Comparison of counterion mutants RhoE113Q and VCOPD108A

We compared the retinal release on extended time frames from a rod and cone visual pigments lacking s Schiff base counterion, RhoE113Q and VCOPD108A. Since protonation state of Schiff base in Rho-E113Q mutant is determined by the pH [52-54], we diluted the rhodopsin mutant in pH 8.0 buffer to deprotonate the Schiff base. For both counterion mutants, we used UV light, higher temperatures (20°C) and extended photobleaching (25 s) to activate the unprotonated visual pigment. Remarkably, both RhoE113Q and VCOPD108A showed very similar retinal release kinetics (Fig. 5).
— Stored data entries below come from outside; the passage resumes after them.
PR #85, opened 2020-06-01
Add new property in DrawerController

harrieshin:
### Platforms Impacted
- [x] iOS
- [ ] macOS

### Description of changes

DrawerController thinks it should present as UIPopoverPresentationController when the horizontal size is compact. But for larger phones like iPhone 11 Pro Max even in portrait orientation, horizontal size is regular. 
(1) make sure in iPhone the vertical drawers are presented in slider mode. 
(2) add a new property that clients can force the slider to be drawn in preferred content width in landscape in compact horizontal size.

### Verification

|Simulator Screen Shot - iPhone 11 Pro Max - 2020-06-01 at 08 40 56  | Simulator Screen Shot - iPhone 11 Pro Max - 2020-06-01 at 08 28 28 |

### Pull request checklist

This PR has considered:

###### Microsoft Reviewers: [Open in CodeFlow](http://wpcp.azurewebsites.net/CodeFlowProtocolProxy2.php?pullrequest=https://github.com/microsoft/fluentui-apple/pull/85)

### DIFF
--- a/ios/FluentUI/Drawer/DrawerPresentationController.swift
+++ b/ios/FluentUI/Drawer/DrawerPresentationController.swift
@@ -318,7 +318,13 @@ class DrawerPresentationController: UIPresentationController {
         var contentFrame = bounds.inset(by: marginsForContentView())
 
         var contentSize = presentedViewController.preferredContentSize
-        let landscapeMode = contentFrame.width > contentFrame.height
+
+        let landscapeMode: Bool
+        if let windowSize = sourceViewController.view.window?.frame.size {
+            landscapeMode = windowSize.width > windowSize.height
+        } else {
+            landscapeMode = false
+        }
 
         if presentationDirection.isVertical {
             if contentSize.width == 0 ||
--- a/ios/FluentUI/Drawer/DrawerPresentationController.swift
+++ b/ios/FluentUI/Drawer/DrawerPresentationController.swift
@@ -16,21 +16,21 @@ class DrawerPresentationController: UIPresentationController {
 
     let presentationDirection: DrawerPresentationDirection
 
-    private let shouldUseWindowFullWidth: Bool
+    private let shouldUseWindowFullWidthInLandscape: Bool
     private let sourceViewController: UIViewController
     private let sourceObject: Any?
     private let presentationOrigin: CGFloat?
     private let presentationOffset: CGFloat
     private let presentationBackground: DrawerPresentationBackground
 
-    init(presentedViewController: UIViewController, presenting presentingViewController: UIViewController?, source: UIViewController, sourceObject: Any?, presentationOrigin: CGFloat?, presentationDirection: DrawerPresentationDirection, presentationOffset: CGFloat, presentationBackground: DrawerPresentationBackground, adjustHeightForKeyboard: Bool, shouldUseWindowFullWidth: Bool) {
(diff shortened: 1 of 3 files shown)


ios/FluentUI/Drawer/DrawerPresentationController.swift
```diff
@@ -315,8 +318,12 @@ class DrawerPresentationController: UIPresentationController {
         var contentFrame = bounds.inset(by: marginsForContentView())
 
         var contentSize = presentedViewController.preferredContentSize
+        let landscapeMode = contentFrame.width > contentFrame.height
+
         if presentationDirection.isVertical {
-            if contentSize.width == 0 || traitCollection.horizontalSizeClass == .compact {
+            if contentSize.width == 0 ||
+                (traitCollection.userInterfaceIdiom == .phone && landscapeMode && shouldUseWindowFullWidthInLandscape) ||
```
lugonzal, line 325: what about iPhones in landscape mode that are considered compact, shouldn't they be presented as sliders regardless of shouldUseWindowFullWidthInLandscape?

ios/FluentUI/Drawer/DrawerPresentationController.swift
```diff
@@ -315,8 +318,12 @@ class DrawerPresentationController: UIPresentationController {
...
+                (traitCollection.horizontalSizeClass == .compact && !landscapeMode) {
```
lugonzal, line 326: what about iPad in compact view, while the iPad is in landscape mode?

ios/FluentUI/Drawer/DrawerPresentationController.swift
```diff
@@ -315,8 +318,12 @@ class DrawerPresentationController: UIPresentationController {
         var contentFrame = bounds.inset(by: marginsForContentView())
 
         var contentSize = presentedViewController.preferredContentSize
+        let landscapeMode = contentFrame.width > contentFrame.height
```
lugonzal, line 321: is this a good assumption? Can't the drawer have variable sizes, such that will make it longer or wider regardless of the device window state? Should we based this on the screen size instead?

harrieshin: ah yes. thanks for pointing out that mistake. I will use the sourceViewcontroller's view.windows size.

ios/FluentUI/Drawer/DrawerPresentationController.swift
harrieshin: It is shown as a slider in landscape. the request from List team was only on landscape it should show the "preferred" width. here is a screenshot of iPhoneSE
Simulator Screen Shot - iPhone SE (1st generation) - 2020-06-02 at 19 45 26

ios/FluentUI/Drawer/DrawerPresentationController.swift
harrieshin: even in iPad compact mode in device landscape orientation, it would look more like iPhone portrait. wouldn't it be?

Simulator Screen Shot - iPad Pro (12 9-inch) (3rd generation) - 2020-06-02 at 20 12 24

Simulator Screen Shot - iPad Pro (12 9-inch) (3rd generation) - 2020-06-02 at 20 12 28

Simulator Screen Shot - iPad Pro (12 9-inch) (3rd generation) - 2020-06-02 at 20 12 34

ios/FluentUI/Drawer/DrawerPresentationController.swift
```diff
@@ -315,8 +318,18 @@ class DrawerPresentationController: UIPresentationController {
         var contentFrame = bounds.inset(by: marginsForContentView())
 
         var contentSize = presentedViewController.preferredContentSize
+
+        let landscapeMode: Bool
+        if let windowSize = sourceViewController.view.window?.frame.size {
```
lugonzal, line 323: will this work for iPad compact? Not sure if this window is the whole screen or just the narrow split view

harrieshin: The window size is the narrow splitview.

We used three irradiation treatments, after which hydroxylamine was added to completely bleach the pigments. The average rate of retinal release for RhoE113Q and VCOPD108A was 6.8 min. These observations strongly suggest that the primary counterion acts as the primary catalytic residue necessary for efficient Schiff base hydrolysis in both rod and cone visual pigments.

Figure 5
Comparison of the fluorescence increase of the bovine RhoE113Q counterion mutant with VCOPD108A at 20°C. The former is at pH 8.0 to deprotonate the Schiff base, and the latter is at pH 7.0. Two flashes were sequentially applied (arrowheads) The ...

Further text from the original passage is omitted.